» Work item: Copy the data word for word, keeping every line.

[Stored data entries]

PR #954, opened 2024-07-18
[17.0][MIG] website_sale_suggest_create_account

cem-adhoc:


chienandalu (approved):
Code and functional review :+1: 


please review @pilarvargas-tecnativa

website_sale_suggest_create_account/views/website_sale.xml
```diff
@@ -1,105 +1,63 @@
 <?xml version="1.0" encoding="utf-8" ?>
 <odoo>
     <template
-        id="cart"
-        inherit_id="website_sale.cart"
+        id="navigation_buttons"
```
pilarvargas-tecnativa, line 4: You should make a migration script for this change in the template id. It is not advisable to leave duplicate old views.

cem-adhoc: @pilarvargas-tecnativa Do you have any example of a migration script for this? It would be helpful to see how these cases are handled specifically. Thank you.

pilarvargas-tecnativa: For example:

https://github.com/OCA/OpenUpgrade/blob/16.0/openupgrade_scripts/scripts/loyalty/16.0.1.0/pre-migration.py#L548-L564

But you must create the directory (migrations) and the migration files (pre or post) in the module itself.

cem-adhoc: @pilarvargas-tecnativa done. can you review it?

pilarvargas-tecnativa (approved):
Good! thanks! :D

» Response to the task:
PR #954, opened 2024-07-18
[17.0][MIG] website_sale_suggest_create_account

cem-adhoc:


chienandalu (approved):
Code and functional review :+1: 


please review @pilarvargas-tecnativa

website_sale_suggest_create_account/views/website_sale.xml
```diff
@@ -1,105 +1,63 @@
 <?xml version="1.0" encoding="utf-8" ?>
 <odoo>
     <template
-        id="cart"
-        inherit_id="website_sale.cart"
+        id="navigation_buttons"
```
pilarvargas-tecnativa, line 4: You should make a migration script for this change in the template id. It is not advisable to leave duplicate old views.

cem-adhoc: @pilarvargas-tecnativa Do you have any example of a migration script for this? It would be helpful to see how these cases are handled specifically. Thank you.

pilarvargas-tecnativa: For example:

https://github.com/OCA/OpenUpgrade/blob/16.0/openupgrade_scripts/scripts/loyalty/16.0.1.0/pre-migration.py#L548-L564

But you must create the directory (migrations) and the migration files (pre or post) in the module itself.

cem-adhoc: @pilarvargas-tecnativa done. can you review it?

pilarvargas-tecnativa (approved):
Good! thanks! :D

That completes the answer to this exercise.